Lines holding the string "petalinux": copy each one from the listing below.

*** Opening of Exercise materials ***

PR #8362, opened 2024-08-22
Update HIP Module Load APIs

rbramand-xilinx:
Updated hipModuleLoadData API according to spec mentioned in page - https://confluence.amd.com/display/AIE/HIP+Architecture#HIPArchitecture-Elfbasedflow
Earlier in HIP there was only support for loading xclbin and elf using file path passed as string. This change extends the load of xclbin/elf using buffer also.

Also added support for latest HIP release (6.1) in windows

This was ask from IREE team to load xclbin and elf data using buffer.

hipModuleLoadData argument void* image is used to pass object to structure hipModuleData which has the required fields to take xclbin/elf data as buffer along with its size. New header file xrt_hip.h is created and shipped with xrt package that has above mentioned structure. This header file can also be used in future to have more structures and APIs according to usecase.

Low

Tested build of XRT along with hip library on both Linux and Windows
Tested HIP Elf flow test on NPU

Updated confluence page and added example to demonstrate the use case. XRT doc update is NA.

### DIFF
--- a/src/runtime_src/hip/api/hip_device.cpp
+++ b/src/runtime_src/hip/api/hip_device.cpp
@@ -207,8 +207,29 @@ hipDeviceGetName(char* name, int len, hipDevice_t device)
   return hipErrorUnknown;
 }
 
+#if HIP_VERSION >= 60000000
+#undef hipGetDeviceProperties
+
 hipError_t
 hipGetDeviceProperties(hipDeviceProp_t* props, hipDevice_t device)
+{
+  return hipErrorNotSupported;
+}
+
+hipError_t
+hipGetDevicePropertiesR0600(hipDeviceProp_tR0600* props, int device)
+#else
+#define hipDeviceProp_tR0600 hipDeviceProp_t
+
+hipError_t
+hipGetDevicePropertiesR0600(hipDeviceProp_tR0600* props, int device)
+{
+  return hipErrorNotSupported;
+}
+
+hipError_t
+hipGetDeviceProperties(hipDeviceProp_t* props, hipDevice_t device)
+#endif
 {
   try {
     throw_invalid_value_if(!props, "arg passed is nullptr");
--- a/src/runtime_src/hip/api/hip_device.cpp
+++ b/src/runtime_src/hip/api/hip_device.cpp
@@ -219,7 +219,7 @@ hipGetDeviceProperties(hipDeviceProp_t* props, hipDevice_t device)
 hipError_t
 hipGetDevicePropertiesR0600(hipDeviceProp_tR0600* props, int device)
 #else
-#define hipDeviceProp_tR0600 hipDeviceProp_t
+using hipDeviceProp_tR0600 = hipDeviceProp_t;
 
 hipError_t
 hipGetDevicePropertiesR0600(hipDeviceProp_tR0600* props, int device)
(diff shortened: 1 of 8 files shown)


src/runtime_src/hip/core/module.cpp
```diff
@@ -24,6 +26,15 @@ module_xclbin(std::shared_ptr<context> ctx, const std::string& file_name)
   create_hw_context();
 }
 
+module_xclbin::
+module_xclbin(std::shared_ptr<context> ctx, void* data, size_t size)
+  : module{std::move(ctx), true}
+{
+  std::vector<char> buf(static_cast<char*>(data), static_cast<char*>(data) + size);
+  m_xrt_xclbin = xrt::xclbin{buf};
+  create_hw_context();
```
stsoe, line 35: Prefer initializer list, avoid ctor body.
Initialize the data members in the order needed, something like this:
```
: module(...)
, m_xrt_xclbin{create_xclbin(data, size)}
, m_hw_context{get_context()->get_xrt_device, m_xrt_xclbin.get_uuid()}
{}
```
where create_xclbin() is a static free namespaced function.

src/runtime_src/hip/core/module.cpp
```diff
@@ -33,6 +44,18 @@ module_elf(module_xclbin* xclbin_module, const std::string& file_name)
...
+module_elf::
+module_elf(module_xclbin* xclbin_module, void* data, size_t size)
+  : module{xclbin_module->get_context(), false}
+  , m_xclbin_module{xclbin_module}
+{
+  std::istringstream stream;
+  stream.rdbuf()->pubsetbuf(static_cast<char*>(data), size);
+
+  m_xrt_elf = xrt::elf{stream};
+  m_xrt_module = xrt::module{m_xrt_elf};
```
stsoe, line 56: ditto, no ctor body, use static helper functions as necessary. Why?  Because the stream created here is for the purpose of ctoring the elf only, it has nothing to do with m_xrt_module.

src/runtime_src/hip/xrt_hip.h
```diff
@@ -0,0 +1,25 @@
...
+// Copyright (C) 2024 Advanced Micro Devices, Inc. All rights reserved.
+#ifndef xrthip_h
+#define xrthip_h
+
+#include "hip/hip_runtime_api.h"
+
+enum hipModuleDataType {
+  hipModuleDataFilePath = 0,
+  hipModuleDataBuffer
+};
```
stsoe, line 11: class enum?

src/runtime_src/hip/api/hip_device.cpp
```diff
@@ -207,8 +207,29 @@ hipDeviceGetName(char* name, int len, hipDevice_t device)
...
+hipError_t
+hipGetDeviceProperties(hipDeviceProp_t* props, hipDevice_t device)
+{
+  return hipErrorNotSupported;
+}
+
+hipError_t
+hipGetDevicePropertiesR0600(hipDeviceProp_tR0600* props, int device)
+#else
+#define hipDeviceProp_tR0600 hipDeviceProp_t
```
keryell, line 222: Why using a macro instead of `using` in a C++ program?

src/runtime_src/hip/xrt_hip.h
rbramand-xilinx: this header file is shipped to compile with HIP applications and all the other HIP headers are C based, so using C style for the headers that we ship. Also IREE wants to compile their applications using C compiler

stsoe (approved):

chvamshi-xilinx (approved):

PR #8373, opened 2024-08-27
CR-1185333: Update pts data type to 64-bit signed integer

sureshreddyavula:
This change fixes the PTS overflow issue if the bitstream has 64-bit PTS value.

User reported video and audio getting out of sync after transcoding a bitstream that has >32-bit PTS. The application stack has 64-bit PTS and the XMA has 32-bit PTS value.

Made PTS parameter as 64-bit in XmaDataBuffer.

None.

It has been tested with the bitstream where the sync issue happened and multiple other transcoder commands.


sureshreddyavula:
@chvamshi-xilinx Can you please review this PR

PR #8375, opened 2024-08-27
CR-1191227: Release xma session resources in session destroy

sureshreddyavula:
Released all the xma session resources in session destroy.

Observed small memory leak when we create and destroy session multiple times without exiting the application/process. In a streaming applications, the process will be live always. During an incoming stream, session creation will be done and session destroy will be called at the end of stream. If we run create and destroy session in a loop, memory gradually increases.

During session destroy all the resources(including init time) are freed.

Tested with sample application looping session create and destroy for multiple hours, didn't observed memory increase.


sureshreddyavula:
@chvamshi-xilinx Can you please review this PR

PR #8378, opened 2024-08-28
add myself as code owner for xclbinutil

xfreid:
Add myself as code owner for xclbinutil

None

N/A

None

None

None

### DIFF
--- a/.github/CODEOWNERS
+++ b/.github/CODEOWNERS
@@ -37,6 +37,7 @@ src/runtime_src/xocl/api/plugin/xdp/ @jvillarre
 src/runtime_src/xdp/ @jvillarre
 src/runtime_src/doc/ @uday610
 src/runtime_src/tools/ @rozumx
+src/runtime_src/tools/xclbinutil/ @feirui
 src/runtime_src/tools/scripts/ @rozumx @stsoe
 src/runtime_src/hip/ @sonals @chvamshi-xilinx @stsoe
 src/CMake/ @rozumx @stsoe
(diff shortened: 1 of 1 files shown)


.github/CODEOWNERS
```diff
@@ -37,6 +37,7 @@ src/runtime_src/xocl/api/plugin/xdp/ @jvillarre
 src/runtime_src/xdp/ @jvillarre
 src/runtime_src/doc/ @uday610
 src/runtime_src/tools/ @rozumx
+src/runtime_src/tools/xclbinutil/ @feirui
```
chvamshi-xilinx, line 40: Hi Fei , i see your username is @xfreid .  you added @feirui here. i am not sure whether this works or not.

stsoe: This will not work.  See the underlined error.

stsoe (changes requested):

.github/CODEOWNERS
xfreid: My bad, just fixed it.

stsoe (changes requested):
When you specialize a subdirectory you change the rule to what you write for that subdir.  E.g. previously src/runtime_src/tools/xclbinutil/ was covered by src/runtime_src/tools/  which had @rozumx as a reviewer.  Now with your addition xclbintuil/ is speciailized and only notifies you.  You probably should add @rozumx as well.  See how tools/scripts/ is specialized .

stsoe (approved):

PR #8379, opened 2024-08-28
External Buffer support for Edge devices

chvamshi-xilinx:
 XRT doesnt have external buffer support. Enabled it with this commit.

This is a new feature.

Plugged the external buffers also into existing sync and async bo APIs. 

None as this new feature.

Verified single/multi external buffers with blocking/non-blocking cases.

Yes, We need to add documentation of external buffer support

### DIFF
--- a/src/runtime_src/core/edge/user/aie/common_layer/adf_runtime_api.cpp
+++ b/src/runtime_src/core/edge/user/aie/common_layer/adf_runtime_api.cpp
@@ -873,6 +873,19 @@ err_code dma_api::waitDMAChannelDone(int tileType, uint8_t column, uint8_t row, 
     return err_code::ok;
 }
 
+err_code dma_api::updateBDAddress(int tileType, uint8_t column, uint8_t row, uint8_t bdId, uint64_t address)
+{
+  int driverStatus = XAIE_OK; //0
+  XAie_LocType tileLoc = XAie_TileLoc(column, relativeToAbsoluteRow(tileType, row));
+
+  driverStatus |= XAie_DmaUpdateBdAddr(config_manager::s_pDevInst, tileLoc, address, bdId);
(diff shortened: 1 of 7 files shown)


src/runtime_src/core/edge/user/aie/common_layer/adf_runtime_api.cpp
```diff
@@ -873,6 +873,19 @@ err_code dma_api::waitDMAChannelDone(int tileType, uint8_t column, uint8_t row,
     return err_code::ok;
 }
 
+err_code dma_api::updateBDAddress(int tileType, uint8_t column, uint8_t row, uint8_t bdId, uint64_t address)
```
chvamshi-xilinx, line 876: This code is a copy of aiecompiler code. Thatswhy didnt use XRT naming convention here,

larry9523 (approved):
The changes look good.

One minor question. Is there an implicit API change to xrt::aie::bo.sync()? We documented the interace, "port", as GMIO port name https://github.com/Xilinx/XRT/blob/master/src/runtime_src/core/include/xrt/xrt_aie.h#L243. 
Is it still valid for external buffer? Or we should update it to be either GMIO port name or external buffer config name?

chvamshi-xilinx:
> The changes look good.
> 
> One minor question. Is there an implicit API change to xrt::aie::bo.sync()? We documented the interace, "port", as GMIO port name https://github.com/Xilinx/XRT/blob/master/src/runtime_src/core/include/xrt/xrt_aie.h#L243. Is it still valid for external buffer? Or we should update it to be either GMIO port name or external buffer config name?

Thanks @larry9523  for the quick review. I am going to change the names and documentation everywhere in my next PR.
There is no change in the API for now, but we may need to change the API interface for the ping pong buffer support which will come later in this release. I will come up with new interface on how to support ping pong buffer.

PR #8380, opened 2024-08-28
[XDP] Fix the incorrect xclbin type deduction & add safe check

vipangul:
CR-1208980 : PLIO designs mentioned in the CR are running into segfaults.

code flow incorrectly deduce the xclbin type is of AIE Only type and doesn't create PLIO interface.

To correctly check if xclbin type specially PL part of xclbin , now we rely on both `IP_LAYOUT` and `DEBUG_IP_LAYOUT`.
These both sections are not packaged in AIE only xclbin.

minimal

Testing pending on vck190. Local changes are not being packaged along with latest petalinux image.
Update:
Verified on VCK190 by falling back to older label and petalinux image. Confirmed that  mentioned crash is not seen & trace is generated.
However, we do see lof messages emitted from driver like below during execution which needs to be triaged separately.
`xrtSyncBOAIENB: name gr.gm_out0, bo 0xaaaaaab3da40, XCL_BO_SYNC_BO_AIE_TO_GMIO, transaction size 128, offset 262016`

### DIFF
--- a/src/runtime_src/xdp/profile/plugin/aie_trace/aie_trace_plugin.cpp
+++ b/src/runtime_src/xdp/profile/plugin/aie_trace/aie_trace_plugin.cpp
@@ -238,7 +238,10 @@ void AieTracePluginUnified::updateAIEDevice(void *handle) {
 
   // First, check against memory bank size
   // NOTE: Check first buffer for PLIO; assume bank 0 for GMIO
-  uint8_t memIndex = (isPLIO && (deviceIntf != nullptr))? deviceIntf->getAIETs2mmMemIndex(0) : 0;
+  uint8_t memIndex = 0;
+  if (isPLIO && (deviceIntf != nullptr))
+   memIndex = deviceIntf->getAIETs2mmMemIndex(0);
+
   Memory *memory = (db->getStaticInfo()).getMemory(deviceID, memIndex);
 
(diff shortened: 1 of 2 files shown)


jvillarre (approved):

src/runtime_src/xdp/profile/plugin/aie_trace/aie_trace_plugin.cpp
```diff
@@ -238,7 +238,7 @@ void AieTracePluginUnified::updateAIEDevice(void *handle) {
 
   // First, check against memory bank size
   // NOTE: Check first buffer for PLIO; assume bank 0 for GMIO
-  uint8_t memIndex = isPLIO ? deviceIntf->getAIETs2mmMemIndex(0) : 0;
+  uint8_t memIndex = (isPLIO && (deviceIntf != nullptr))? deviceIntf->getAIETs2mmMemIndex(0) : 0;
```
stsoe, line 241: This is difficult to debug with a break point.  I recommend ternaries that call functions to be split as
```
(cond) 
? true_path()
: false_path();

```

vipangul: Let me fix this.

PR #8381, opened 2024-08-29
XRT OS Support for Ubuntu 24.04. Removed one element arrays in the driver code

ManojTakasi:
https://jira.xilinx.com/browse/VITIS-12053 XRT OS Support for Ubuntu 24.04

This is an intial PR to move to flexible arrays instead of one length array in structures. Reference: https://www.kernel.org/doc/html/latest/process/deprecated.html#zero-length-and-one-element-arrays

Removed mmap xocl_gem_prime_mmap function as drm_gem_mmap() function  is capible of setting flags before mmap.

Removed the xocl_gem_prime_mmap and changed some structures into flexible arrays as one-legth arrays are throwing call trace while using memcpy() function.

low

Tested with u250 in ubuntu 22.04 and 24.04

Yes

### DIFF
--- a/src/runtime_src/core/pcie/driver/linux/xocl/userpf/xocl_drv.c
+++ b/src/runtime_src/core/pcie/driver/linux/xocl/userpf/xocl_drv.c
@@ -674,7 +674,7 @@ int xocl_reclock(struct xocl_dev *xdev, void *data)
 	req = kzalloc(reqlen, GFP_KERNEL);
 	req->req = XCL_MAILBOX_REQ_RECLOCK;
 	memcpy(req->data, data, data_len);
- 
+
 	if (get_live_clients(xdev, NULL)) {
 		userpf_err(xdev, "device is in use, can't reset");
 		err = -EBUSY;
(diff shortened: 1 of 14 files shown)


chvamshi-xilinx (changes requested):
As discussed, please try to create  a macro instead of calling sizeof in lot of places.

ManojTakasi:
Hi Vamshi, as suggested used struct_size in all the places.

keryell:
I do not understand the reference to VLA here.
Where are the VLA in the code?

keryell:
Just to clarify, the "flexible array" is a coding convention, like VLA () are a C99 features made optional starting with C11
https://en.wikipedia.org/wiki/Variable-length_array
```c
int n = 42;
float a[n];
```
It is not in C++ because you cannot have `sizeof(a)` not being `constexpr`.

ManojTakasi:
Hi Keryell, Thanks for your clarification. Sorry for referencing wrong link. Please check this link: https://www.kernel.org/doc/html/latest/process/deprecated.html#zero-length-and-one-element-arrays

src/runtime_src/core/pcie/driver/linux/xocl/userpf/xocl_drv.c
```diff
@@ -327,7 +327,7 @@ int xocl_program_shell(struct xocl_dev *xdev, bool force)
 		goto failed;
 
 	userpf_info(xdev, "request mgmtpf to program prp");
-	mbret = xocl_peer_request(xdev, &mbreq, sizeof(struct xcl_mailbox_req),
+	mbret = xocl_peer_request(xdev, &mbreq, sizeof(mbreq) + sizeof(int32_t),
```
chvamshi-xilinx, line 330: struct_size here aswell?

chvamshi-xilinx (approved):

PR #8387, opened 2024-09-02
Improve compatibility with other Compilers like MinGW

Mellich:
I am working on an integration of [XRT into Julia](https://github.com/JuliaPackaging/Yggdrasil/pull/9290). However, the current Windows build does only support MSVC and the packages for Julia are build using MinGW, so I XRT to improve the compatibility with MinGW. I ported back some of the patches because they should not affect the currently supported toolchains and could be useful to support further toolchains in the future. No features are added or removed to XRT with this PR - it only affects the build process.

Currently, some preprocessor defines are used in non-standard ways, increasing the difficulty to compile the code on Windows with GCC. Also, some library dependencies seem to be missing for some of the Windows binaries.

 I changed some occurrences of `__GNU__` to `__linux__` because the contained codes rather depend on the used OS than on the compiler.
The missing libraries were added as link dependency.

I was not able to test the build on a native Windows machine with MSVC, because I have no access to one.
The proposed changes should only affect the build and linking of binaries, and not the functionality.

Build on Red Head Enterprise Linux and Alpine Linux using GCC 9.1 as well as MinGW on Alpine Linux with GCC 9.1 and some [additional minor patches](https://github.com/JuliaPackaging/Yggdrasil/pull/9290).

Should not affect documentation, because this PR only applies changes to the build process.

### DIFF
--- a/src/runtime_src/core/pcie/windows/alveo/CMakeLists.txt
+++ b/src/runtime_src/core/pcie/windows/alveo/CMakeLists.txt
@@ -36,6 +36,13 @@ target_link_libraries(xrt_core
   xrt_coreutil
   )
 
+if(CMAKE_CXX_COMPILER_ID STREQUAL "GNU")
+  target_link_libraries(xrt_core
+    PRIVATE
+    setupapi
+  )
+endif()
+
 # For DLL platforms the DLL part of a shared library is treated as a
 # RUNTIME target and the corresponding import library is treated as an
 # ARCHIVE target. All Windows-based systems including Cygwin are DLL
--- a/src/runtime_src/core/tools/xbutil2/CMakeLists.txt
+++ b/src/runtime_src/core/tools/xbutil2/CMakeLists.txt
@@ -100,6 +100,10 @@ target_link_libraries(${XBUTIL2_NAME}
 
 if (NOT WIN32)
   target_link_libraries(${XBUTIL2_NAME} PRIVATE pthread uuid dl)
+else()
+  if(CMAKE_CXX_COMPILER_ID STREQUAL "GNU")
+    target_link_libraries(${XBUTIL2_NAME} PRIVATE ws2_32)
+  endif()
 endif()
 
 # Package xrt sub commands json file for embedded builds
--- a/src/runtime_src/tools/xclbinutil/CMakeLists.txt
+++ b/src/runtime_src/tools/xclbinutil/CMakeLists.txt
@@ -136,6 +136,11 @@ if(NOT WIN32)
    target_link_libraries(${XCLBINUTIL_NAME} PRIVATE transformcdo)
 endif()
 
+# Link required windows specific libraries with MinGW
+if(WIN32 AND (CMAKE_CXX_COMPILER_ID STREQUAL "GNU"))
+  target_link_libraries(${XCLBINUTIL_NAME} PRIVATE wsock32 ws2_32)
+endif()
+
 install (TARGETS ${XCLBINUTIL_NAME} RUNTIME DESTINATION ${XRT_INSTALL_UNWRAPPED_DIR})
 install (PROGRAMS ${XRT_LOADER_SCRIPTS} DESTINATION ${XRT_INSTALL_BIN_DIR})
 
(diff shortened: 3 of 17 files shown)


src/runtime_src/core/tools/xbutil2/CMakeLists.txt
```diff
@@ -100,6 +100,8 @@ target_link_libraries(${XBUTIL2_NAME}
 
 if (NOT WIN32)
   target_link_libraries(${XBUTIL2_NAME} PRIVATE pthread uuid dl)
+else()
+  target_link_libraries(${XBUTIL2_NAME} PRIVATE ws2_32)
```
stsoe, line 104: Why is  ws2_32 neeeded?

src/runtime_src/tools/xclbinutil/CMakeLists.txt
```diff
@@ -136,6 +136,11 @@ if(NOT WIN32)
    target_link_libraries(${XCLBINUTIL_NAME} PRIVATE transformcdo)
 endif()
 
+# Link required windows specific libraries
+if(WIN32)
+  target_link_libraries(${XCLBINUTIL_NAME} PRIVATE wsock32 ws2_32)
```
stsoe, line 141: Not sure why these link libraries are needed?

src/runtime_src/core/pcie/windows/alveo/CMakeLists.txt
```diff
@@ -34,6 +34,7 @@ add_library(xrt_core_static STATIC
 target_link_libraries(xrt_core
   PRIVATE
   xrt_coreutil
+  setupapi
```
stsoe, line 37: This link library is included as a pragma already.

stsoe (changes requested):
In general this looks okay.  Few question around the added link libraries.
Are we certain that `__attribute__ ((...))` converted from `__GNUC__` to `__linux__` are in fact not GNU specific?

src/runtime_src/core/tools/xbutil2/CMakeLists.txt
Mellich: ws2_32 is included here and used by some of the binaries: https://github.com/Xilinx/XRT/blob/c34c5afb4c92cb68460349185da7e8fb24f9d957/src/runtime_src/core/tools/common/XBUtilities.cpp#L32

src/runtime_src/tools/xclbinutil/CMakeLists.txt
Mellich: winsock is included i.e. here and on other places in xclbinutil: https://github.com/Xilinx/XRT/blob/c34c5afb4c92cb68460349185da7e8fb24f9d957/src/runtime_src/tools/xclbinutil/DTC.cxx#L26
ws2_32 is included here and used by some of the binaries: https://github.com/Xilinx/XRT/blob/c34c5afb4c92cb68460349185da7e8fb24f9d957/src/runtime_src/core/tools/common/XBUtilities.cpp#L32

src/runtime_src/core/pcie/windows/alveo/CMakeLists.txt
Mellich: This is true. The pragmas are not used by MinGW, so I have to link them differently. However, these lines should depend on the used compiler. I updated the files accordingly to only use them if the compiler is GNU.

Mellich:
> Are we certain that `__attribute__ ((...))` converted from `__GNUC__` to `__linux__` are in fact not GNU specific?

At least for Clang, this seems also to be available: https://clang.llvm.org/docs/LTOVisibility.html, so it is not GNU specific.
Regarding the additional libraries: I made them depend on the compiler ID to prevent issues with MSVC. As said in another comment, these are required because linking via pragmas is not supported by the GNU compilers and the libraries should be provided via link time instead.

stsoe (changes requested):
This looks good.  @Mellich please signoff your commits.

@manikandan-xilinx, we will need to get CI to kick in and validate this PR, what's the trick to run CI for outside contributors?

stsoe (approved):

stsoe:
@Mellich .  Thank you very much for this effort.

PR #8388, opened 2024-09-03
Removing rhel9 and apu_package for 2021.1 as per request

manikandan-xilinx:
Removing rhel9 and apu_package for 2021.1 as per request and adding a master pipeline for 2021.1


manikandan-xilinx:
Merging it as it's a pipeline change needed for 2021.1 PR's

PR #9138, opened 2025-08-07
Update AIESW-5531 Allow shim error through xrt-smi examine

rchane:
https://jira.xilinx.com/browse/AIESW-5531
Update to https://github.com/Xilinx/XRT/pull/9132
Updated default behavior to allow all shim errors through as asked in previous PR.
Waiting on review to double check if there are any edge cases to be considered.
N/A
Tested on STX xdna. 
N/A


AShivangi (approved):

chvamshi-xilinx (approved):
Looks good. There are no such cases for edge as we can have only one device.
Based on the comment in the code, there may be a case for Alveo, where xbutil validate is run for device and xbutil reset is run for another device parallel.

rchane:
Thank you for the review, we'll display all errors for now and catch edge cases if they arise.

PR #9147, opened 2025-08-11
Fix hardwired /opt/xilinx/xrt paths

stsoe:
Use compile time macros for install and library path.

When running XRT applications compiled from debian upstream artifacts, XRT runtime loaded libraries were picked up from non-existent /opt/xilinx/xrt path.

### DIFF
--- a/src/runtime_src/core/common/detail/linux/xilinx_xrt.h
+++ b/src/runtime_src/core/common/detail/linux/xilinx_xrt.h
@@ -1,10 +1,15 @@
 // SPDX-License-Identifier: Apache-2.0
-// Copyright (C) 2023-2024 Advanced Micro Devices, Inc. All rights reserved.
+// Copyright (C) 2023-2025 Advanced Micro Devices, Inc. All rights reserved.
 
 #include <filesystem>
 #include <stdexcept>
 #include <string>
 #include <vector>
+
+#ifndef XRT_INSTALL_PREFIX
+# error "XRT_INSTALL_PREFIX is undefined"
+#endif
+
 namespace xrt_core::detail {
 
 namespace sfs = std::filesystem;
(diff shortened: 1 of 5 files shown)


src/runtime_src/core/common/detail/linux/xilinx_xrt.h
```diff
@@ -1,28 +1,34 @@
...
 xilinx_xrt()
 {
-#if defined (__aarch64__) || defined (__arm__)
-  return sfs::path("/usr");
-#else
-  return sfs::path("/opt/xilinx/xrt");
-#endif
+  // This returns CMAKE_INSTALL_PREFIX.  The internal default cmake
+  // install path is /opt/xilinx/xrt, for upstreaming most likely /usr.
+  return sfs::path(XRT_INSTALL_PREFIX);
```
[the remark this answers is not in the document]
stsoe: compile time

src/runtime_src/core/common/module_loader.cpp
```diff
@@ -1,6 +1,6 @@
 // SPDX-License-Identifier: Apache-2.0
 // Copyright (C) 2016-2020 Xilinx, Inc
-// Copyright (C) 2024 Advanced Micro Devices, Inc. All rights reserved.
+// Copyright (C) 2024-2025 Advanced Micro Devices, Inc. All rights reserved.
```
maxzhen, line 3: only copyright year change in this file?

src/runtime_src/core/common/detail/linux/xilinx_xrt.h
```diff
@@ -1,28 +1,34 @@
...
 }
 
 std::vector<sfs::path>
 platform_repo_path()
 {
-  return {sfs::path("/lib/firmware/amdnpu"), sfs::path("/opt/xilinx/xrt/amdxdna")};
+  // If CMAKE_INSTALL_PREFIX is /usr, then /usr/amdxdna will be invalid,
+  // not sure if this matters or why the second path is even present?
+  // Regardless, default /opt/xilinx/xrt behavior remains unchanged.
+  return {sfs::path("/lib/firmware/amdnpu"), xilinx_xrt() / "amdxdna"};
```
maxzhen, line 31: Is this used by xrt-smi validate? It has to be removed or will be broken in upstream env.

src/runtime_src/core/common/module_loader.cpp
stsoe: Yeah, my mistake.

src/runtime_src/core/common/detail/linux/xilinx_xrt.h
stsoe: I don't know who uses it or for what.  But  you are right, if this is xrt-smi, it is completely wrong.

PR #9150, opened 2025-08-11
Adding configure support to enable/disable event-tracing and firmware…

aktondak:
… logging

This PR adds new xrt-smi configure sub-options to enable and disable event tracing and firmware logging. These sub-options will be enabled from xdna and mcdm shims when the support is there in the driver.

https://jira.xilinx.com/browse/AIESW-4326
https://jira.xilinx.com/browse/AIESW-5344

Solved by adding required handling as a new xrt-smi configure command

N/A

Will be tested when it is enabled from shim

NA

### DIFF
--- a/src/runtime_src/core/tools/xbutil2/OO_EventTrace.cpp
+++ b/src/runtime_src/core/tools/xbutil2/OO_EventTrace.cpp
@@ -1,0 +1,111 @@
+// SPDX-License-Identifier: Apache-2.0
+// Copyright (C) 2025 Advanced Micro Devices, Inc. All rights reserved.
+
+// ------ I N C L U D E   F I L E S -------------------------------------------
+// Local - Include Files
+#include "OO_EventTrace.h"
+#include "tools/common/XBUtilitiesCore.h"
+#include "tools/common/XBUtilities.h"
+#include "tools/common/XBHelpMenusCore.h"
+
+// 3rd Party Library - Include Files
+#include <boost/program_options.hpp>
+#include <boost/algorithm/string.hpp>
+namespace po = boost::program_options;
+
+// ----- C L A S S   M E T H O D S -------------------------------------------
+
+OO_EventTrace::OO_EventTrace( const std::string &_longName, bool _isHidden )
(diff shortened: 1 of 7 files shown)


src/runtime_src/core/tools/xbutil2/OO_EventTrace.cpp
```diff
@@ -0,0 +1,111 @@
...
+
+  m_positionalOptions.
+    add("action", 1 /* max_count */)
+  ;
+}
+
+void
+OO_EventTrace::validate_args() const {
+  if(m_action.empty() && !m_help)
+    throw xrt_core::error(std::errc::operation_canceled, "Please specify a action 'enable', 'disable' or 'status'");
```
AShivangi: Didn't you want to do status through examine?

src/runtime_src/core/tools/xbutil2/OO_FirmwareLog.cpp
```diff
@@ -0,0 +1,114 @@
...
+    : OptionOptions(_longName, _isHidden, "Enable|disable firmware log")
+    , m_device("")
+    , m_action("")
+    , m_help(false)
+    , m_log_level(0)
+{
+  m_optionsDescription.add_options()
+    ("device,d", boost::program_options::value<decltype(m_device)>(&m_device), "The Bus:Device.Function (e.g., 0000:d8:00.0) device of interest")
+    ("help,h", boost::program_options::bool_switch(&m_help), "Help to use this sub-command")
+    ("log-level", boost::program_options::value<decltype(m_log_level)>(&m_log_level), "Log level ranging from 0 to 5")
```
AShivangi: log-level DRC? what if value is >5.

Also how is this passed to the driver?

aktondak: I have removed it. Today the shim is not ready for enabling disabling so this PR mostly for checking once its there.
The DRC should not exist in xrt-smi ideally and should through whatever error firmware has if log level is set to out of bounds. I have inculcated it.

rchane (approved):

*** Close of Exercise materials ***

Solution below:
Testing pending on vck190. Local changes are not being packaged along with latest petalinux image.
Verified on VCK190 by falling back to older label and petalinux image. Confirmed that  mentioned crash is not seen & trace is generated.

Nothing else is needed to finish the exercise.